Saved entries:
PR #1009, opened 2021-10-03
Reduce the returns in Dir to 2 and make it shorter

RHL120:


kotp:
@RHL120 You closed it again, I am assuming for the same thought that it is not liked.  We just may not be ready for it to come in yet.  If you close it, then it is likely that this change may be forgotten about, regardless of its quality and if we like it.

(I know it can be irritating to have a PR open for a long time, seemingly ignored and neglected. But you took the time to write it, let us take the time to review it, where we can take the proper time it deserves.)

RHL120:
> @RHL120 You closed it again, I am assuming for the same thought that it is not liked.  We just may not be ready for it to come in yet.  If you close it, then it is likely that this change may be forgotten about, regardless of its quality and if we like it.
> 
> (I know it can be irritating to have a PR open for a long time, seemingly ignored and neglected. But you took the time to write it, let us take the time to review it, where we can take the proper time it deserves.)

Ok i am sorry if it was annoying to have someone opening and closjng Prs. I will reopen it.

ErikSchierboom:
@ekingery What do you think of this PR?

config/config.go
```diff
@@ -52,30 +52,22 @@ func SetDefaultDirName(binaryName string) {
...
-		}
-		dir = os.Getenv("XDG_CONFIG_HOME")
-		if dir == "" {
-			dir = filepath.Join(os.Getenv("HOME"), ".config")
-		}
-		if dir != "" {
-			return filepath.Join(dir, DefaultDirName)
+		if ev = os.Getenv("EXERCISM_CONFIG_HOME"); ev == "" {
+			if ev = os.Getenv("XDG_CONFIG_HOME"); ev == "" {
+				ev = os.Getenv("HOME")
```
ekingery, line 61: Do we not need to append ".config" here, as in the conditional on the left in L.68?

ekingery (commented):
The refactor looks good, and I _think_ this code is tested reasonably well (`gocov` is probably worth running to confirm?). However, I'm not sure about dropping the ".config" suffix for `XDG_CONFIG_HOME`? Probably worth holding until someone can confirm that is what we want to do (or maybe I'm misreading the code / intention).

config/config.go
RHL120: Hi sorry for the 1 month long delay. Yes I did append .config in the latest commit. I will mark as resolved if the result is what you expected.

config/config.go
```diff
@@ -52,30 +52,22 @@ func SetDefaultDirName(binaryName string) {
...
+		if ev = os.Getenv("EXERCISM_CONFIG_HOME"); ev == "" {
+			if ev = os.Getenv("XDG_CONFIG_HOME"); ev == "" {
+				ev = filepath.Join(os.Getenv("HOME"), ".config")
+			}
 		}
 	}
-	// If all else fails, use the current directory.
-	dir, _ = os.Getwd()
-	return dir
+	if ev == ".config" {
```
ekingery, line 65: I _think_ this would fix the change for `XDG_CONFIG_HOME`, however it now changes the behavior for windows, right? In order to approve, I think we would need to see a test case that documents the expected config file names for each OS and confirms the previous behavior matches the new behavior. Otherwise, I don't think the refactor is  worth the risk of breaking the configs for some subset of users. \cc @ErikSchierboom

ekingery (changes requested):
I'm not familiar enough with the current requirements for config file names across OS's, to be able to vouch for this code not breaking (windows currently, but any OS generally). In the comments I requested a test to be added in order to confirm the expected behavior in each case.

config/config.go
ErikSchierboom: > I think we would need to see a test case that documents the expected config file names for each OS and confirms the previous behavior matches the new behavior.

I really wouldn't want a refactoring to change behavior (which technically means it _isn't_ a refactoring).

ekingery (commented):
@rhl120 I appreciate your efforts in this PR. However, I am not convinced this refactor is A) a true refactor (tests confirming pre and post refactor functionality would be required to prove this) and B) that the modest readability improvement justifies the risk of changing this critical section of (what I think is) currently untested logic.

RHL120:
> @RHL120 I appreciate your efforts in this PR. However, I am not convinced this refactor is A) a true refactor (tests confirming pre and post refactor functionality would be required to prove this) and B) that the modest readability improvement justifies the risk of changing this critical section of (what I think is) currently untested logic.

Ok great! What should I do?

ekingery:
> > @RHL120 I appreciate your efforts in this PR. However, I am not convinced this refactor is A) a true refactor (tests confirming pre and post refactor functionality would be required to prove this) and B) that the modest readability improvement justifies the risk of changing this critical section of (what I think is) currently untested logic.
> 
> Ok great! What should I do?

You could add one or more unit tests documenting and validating the existing functionality in a separate PR. Once that is merged, if the tests still pass with the refactor, we can reconsider this PR. To be candid I'm not sure if it's worth the effort, as the readability is improved in this PR, but I would call it a modest improvement and probably not worth the risk of the change. I'd defer to @ErikSchierboom if it is worth continuing to pursue this PR assuming tests were added. The tests on the other hand, those are definitely valuable and would be a welcome addition to the codebase.

ErikSchierboom:
> I'd defer to @ErikSchierboom if it is worth continuing to pursue this PR assuming tests were added. 

I'm not a Go programmer and don't have a natural affinity with how Go code should be formatted, so I don't think I can have a well-based opinion.

> The tests on the other hand, those are definitely valuable and would be a welcome addition to the codebase.

Agreed. Tests would be very helpful.

ErikSchierboom:
Having looked at this PR, I'm not sure the refactoring actually improves readability much (which is subjective, I admit). Therefore, I'm closing this PR. Thanks for the PR!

• **WORK INSTRUCTIONS**:
Which lines hold the word "post"? Copy each of them from the records.

• **TASK ANSWER**:
@rhl120 I appreciate your efforts in this PR. However, I am not convinced this refactor is A) a true refactor (tests confirming pre and post refactor functionality would be required to prove this) and B) that the modest readability improvement justifies the risk of changing this critical section of (what I think is) currently untested logic.
> @RHL120 I appreciate your efforts in this PR. However, I am not convinced this refactor is A) a true refactor (tests confirming pre and post refactor functionality would be required to prove this) and B) that the modest readability improvement justifies the risk of changing this critical section of (what I think is) currently untested logic.
> > @RHL120 I appreciate your efforts in this PR. However, I am not convinced this refactor is A) a true refactor (tests confirming pre and post refactor functionality would be required to prove this) and B) that the modest readability improvement justifies the risk of changing this critical section of (what I think is) currently untested logic.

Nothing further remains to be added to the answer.